South Carolina’s pension fund is running a deficit of $14.4 billion, and critics say that like so many other states across the country, South Carolina pension officials were blinded by the sparkle of Wall Street into making risky investments with taxpayer money.
“We have people making decisions that may be unduly influenced by huge sums of money,” Curtis M. Loftis Jr., South Carolina’s state treasurer, told The Daily Caller.
Loftis is working to revamp the pension system by cutting down on the risk of losing money in an economic downturn and removing what he sees as a layer of Wall Street secrecy.
“It’s all shaded by the lack of transparency and accountability,” he added. “It’s bleeding money from tax payers’ coffers — that should be invested — into the coffers of Wall Street and others.”
In an effort to produce faster returns to close in on the shortfall, state pension investors are engaging more frequently in alternative investments. Instead of using traditional public stocks and bonds, this money is being handled by Wall Street brokers in private equity firms and hedge funds.
These firms have the privilege of charging fees that run high into the millions. Just last year South Carolina paid $344 million in fees, without being told what specifically they were paying for.
“Public pension plans represent the largest inflow of cash into Wall Street,” Loftis said. “This lack of transparency and accountability keeps the playing field unlevel.

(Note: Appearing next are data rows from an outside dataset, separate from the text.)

Issue #222, opened 2021-07-29
Use Electricity Map API in CodeCarbon API to compute emissions


benoit-cty:
Here is the documentation : http://static.electricitymap.org/api/docs/index.html

- Use a Redis cache to call the Electricity Map API.
- Find a way to tell the CC API if it have to compute emission or let the package do it.

PR #517, opened 2024-03-20
Update electricity mix to 2022

benoit-cty:
I ran the notebook to update the data from 2021 to 2022.

Please note that they are less carbon intensity data for 2022 than for 2021 : only 81 countries instead of 205 in 2021.

And we are in 2024 but only have data from 2022...


inimaz (approved):
Do we have a date somewhere in the docs saying when this electricity mix was last updated?
I think it would be helpful. Other than that, looks good. As you said it is a shame that we only have the data from 2022 :(

LuisBlanche (approved):
I think maybe we could try to use the Electricity map free tier to get the latest carbon intensity for all the countries up to date. (we can probably use github actions to automate refreshing the data)

inimaz:
> I think maybe we could try to use the Electricity map free tier to get the latest carbon intensity for all the countries up to date. (we can probably use github actions to automate refreshing the data)

@LuisBlanche indeed! Sounds good! Let's continue that discussion in this issue https://github.com/mlco2/codecarbon/issues/222.

For now, merging this branch since it has already updated the data.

So instead of owning that bus, we are still riding it.”
Chris Edwards, an expert on federal and state tax and budget issues at the libertarian Cato Institute, told TheDC that although corruption has been rife in state pension investment for years, he is more optimistic about reforms on the state level than, for example, in the federal budget.
“The corruption problem is caused by the fact that it’s such a lucrative business for Wall Street firms to manage these defined benefit plans. They have a big pool of assets and they need to make all of these active investment decisions,” Edwards said. “We don’t need that; it’s just asking for trouble.”

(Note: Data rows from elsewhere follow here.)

Issue #1090, opened 2026-02-27
Add type annotations


ArmaanjeetSandhu:
CodeCarbon currently ships without type annotations and without a `py.typed` marker, which means static type checkers cannot provide type checking, autocompletion, or inline documentation for CodeCarbon code. Adding type support would be a meaningful quality-of-life improvement.

### What I'm proposing

I'd like to contribute inline type annotations directly to CodeCarbon's source files, following [PEP 484](https://peps.python.org/pep-0484/) and [PEP 561](https://peps.python.org/pep-0561/). Concretely, this would involve:

- Annotating function signatures and class attributes across CodeCarbon's public API, starting with the most commonly used surfaces.
- Adding an empty `codecarbon/py.typed` marker file, which signals to type checkers that the package supports typing.
- Ensuring the annotations are verified by running mypy and/or pyright in CI, so they don't silently drift out of sync with the implementation.

I plan to use `stubgen` (from mypy) to generate an initial skeleton, then refine the signatures by hand, particularly for the more complex parts of the API that involve union types or overloads.

A separate `types-codecarbon` package on PyPI is an alternative, but inline annotations are generally the preferred long-term solution because the types live alongside the code and stay in sync naturally with each release. A separate package creates a maintenance burden where type stubs can lag behind the library's actual API.

### Before I start

I wanted to open this issue first to check a few things:

1. Are the maintainers open to this change in principle?
2. Is there a preference for inline annotations vs. a separate stub package?
3. Are there any parts of the codebase that might need special treatment?

Happy to start with a focused PR covering just the core public API and expand from there based on feedback. Please do let me know your thoughts!

inimaz:
Hello @ArmaanjeetSandhu this will be very helpful indeed!
Some answers:
>Is there a preference for inline annotations vs. a separate stub package?

inline annotations

> Are there any parts of the codebase that might need special treatment?

I suggest you go first and add the CI mypy check that ignores everything in a first PR. And then create subsequent PRs unignoring the files you added types to. Like this you do not have to handle a big PR and will be faster to merge + less conflicts to handle on your side. What do you think?

inimaz:
Reopening this as I think it is a good idea

ArmaanjeetSandhu:
> Hello [@ArmaanjeetSandhu](https://github.com/ArmaanjeetSandhu) this will be very helpful indeed! Some answers:
> 
> > Is there a preference for inline annotations vs. a separate stub package?
> 
> inline annotations
[...]

PR #1093, opened 2026-03-01
chore(types): add py.typed marker

ArmaanjeetSandhu:
Adds a [PEP 561](https://peps.python.org/pep-0561/) `py.typed` marker file to the package, in reference to #1090 

To confirm the marker is present in the installed package, run:
```bash
uv run python -c "import codecarbon; import pathlib; p = pathlib.Path(codecarbon.__file__).parent / 'py.typed'; print(p, p.exists())"
```


benoit-cty (approved):
Thanks, I did not know about `py.typed`.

“But there is progress. It’s slow, but it’s happening,” he added.
Edwards praised states that have made efforts to increase the retirement age and contributions required by state and local workers, as well as reducing the benefits employees receive under their pension plans.

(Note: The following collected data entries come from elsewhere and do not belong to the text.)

PR #1098, opened 2026-03-05
chore(api): separate api and package pyproject

inimaz:
## Description
The main `pyproject.toml` contains references to the `carbonserver` deps (the API).
This PR aims to separate both dependencies. Like this any restrictions on the package do not apply in the server and viceversa.


SaboniAmine (approved):
Thanks Inigo!

PR #1103, opened 2026-03-13
fix: fallback to backup API when geojs returns empty region

### LINKED ISSUE #1101: Add fallback IP to region providers
**Is your feature request related to a problem? Please describe.**

The current IP to region provider `geojs.io` is unable to return a region for some IPs, like in this example where `region` is missing: https://app.geojs.io/s/206.12.125.2

```bash
curl https://get.geojs.io/v1/ip/geo.json
{
  "accuracy": 1000,
  "area_code": "0",
  "asn": 11105,
  "continent_code": "NA",
  "country": "Canada",
  "country_code": "CA",
  "country_code3": "CAN",
  "ip": "206.12.125.2",
  "latitude": "43.6319",
  "longitude": "-79.3716",
  "organization": "AS11105 Simon Fraser University",
  "organization_name": "Simon Fraser University",
  "timezone": "America\/Toronto"
}
```

**Describe the solution you'd like**

Offer a fallback IP to region provider such as `ipinfo.io` which could return when `geojs.io` failed to do so

```bash
curl ipinfo.io
{
  "ip": "206.12.125.2",
  "city": "Pitt Meadows",
  "region": "British Columbia",
  "country": "CA",
  "loc": "49.2212,-122.6897",
  "org": "AS11105 Simon Fraser University",
  "postal": "V3Y",
  "timezone": "America/Vancouver",
  "readme": "https://ipinfo.io/missingauth"
}
```

**Describe alternatives you've considered**

I have considered going to MaxMind who provides data to `geojs.io` but that does not seem scalable if every unmapped IP ranges have to do the same when other IP to region provider provider already good data.

**Additional context**

One thing to consider is that CodeCarbon needs the 3 letter country code to properly map things internally and I could not find any other provider that could give the 3 letter code in a single call. Therefore it would seem we would have to consider mapping from 2 letters to 3 letters ourselves in case it is missing.

Additionally, if this is something the CodeCarbon project would consider to add as a feature, I volunteer to implement it.

ucodia:
## Description
Updated `GeoMetadata.from_geo_js()` to handle responses where the `geojs` API returns a successful HTTP 200 response but with an empty [region](cci:1://file:///Users/ucodia/code/codecarbon/codecarbon/external/geography.py:26:8-31:64) field. When this happens, it now logs a warning and falls through to the existing `ip-api.com` backup chain instead of returning incomplete metadata.

## Related Issue
Resolves #1101

## Motivation and Context
For certain IP ranges, `get.geojs.io` returns a successful lookup but with no region field. Because no exception was raised, from_geo_js() previously returned this incomplete data immediately. Downstream, this caused `get_region_emissions()` to perform lookups with an empty string, triggering `KeyError: ''` and falling back to country-level emissions with incorrect geographic coordinates logged.

## How Has This Been Tested?
- Added `GEO_METADATA_CANADA_EMPTY_REGION` test fixtures in tests/testdata.py.
- Added a new unit test test_geo_metadata_empty_region_falls_back_to_backup in to verify that an empty region correctly triggers the fallback.
- Ran `uv run pytest tests/test_geography.py -v` successfully.
- Verified that all other existing test cases continue to pass unaffected.

N/A

## Types of changes

## Checklist:


ucodia:
@benoit-cty after testing this in my production environment I discovered a few issues with the existing fallback mechanism.

### Issue 1

The fallback API will always fail when using the HTTPS endpoint

```
curl https://ip-api.com/json/
{"status":"fail","message":"SSL unavailable for this endpoint, order a key at https://members.ip-api.com/"}%
```

Using the HTTP endpoint is not great because this could expose the application location to eavesdropper and be vulnerable to man-in-the-middle.

### Issue 2

If the fallback API call fails, it reports on the wrong URL on the exception: https://github.com/ucodia/codecarbon/blob/ebc8d1a3f5dcae9013dcbe6883d05e711ad6ce28/codecarbon/external/geography.py#L136

### Proposal

After doing some research I found that `ipinfo.io` offers compliant IP geolocation
- Provides region information
- HTTPS without API key
- Allowed in commercial software

Similarly to previous fallback provider it does not provide the 3 letter country code but instead of calling yet another API, I suggest we add a dependency on `pycountry`. Also since this is static data that practically never changes we did not need an API for that in the first place.

If you are ok with the suggested new path, I can close this PR and open a new issue to properly track this.

ucodia:
@benoit-cty created a new PR for the proposed changes and updated the original issue with context: https://github.com/mlco2/codecarbon/pull/1104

“Scott Walker’s pension reforms were actually not in themselves the slightest bit controversial,” he said. “And these sorts of reforms we’ve seen in numerous states.”
“It has been a problem in some heavily unionized states, like Wisconsin and Illinois. The unions have exacerbated the problem. They have often pushed for excessive pensions.”
Ultimately, Edwards advocates for states switching from defined benefits plans to 401(k) or defined contribution plans. He believes this will solve the problem of underfunded and overpromised pensions. As well as eliminating corruption because the power to allocate assets will be put in the hands of individual workers and local governments.